(Work order)
Only the lines from the one that contains "One more caveat" through the final line of the entries should be repeated, exactly as written.

[Records from a data collection]

PR #11415, opened 2021-10-25
acl: remove Policy.ID and Policy.Revision

dnephin:
From what I can tell these fields are not used. They are never accessed directly, and I can't see anywhere that they would be used as a map key or serialized/deserialized. This PR removes these 2 unused fields.

We do use the `structs.ACLPolicy.ID` field for the `ACLResolver` cache, but not the `acl.Policy.ID`.

### DIFF
--- a/acl/acl_test.go
+++ b/acl/acl_test.go
@@ -2549,7 +2549,7 @@ func TestACL_ReadAll(t *testing.T) {
 	body := func(t *testing.T, rules string, defaultPolicy Authorizer, check func(t *testing.T, authz Authorizer, prefix string, entCtx *AuthorizerContext)) {
 		t.Helper()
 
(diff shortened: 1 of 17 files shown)


FFMMM (approved):
This LGTM!  🏎️ 

I took some time to look over how we manipulate policies and it seems we don't store any part of that. So there's no need for "migrations" here which makes this change safe!

One more caveat before merging is that I'd appreciate a pair of 👀 from @mkeeler or @freddygv

freddygv (approved):
LGTM, couldn't find any usage of it worth keeping

hc-github-team-consul-core:

To retroactively trigger a backport after merging, add backport labels and re-run https://circleci.com/gh/hashicorp/consul/495230.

(Written answer)
One more caveat before merging is that I'd appreciate a pair of 👀 from @mkeeler or @freddygv

freddygv (approved):
LGTM, couldn't find any usage of it worth keeping

hc-github-team-consul-core:

To retroactively trigger a backport after merging, add backport labels and re-run https://circleci.com/gh/hashicorp/consul/495230.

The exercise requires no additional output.